More details here (print) (e-book)
Hodder & Stoughton, London
Hardback Edition: June 2011
Paperback Edition: January 2012
432pp
ISBN: 978-1444709667
687 AD. Expansive and triumphant, the Caliphate has stripped Egypt and Syria from the Byzantine Empire. Farther and farther back, the formerly hegemonic Empire has been pushed—once to the very walls of its capital, Constantinople.
All that has saved it from destruction is the invention of Greek Fire. Is it a liquid? Is it a gas? Is it a gift from God or the Devil? Or is it a recipe found in an ancient tomb? Few know the answer. But all know how it has broken the Islamic advance and restored Byzantine control of the seas.
Yes, without this “miracle weapon,” Constantinople would have fallen in the 7th century, rather than the 15th, and the new barbarian kingdoms of Europe would have gone down one by one before the unstoppable cry of Allah al akbar!
But what importance has all this to old Aelric, now in his nineties, and a refugee from the Empire he’s spent his life holding together? No longer the Lord Senator Alaric, Brother Aelric is writing his memoirs in the remote wastes of northern England, and waiting patiently for death. For company, he has his student, Wilfred, sickly through bright, and Brother Joseph, another refugee from the Empire. Or there’s ghastly Brother Cuthbert to despise—or to envy for his possession of pretty young Edward.

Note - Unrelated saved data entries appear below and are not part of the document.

PR #1921, opened 2024-01-02
perf(crypto/merkle, crypto/tmhash): simplify+optimize SHA256 hashing of multiple byteslices

### LINKED ISSUE #1881: crypto/merkle: innerHash is unnecessarily inefficient by creating an entire fresh byteslice, copying just to invoke tmhash.Sum once yet it cloud invoke sha256.Hash.Write multiple times
## Bug Report
Noticed while in a security audit, if we look at this code https://github.com/cometbft/cometbft/blob/f68ba599a4c1968ecde34477d28930eb00dfc82c/crypto/merkle/hash.go#L34-L40

* creates a fresh byteslice with make(...)
* copies 3 byte slices in
* invokes tmhash.Sum(data)

meanwhile that code could simply be self contained and much simpler and more efficient just by using crypto/sha256.New then .Write on each byte slice like this

## Suggested change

Then a band of northern barbarians turns up outside the monastery—and then another. Almost before he can draw breath, Aelric is a prisoner and, with Edward, headed straight back into the snake pit of Mediterranean rivalries.
Who has snatched Aelric out of retirement, and why? What is the nature of Edward’s fascination with a man more than eighty years his senior? How, together, will they handle the confrontation that lies at the end of their journey—a confrontation that will settle the future of mankind?
Will age have robbed Aelric of his charm, his intelligence, his resourcefulness, or of his talent for cold and homicidal duplicity?
“As always, Blake’s plotting is as brilliantly devious as the mind of his sardonic and very earthy hero. This is a story of villainy that reels you in from its prosaic opening through a series of death-defying thrills and spills.”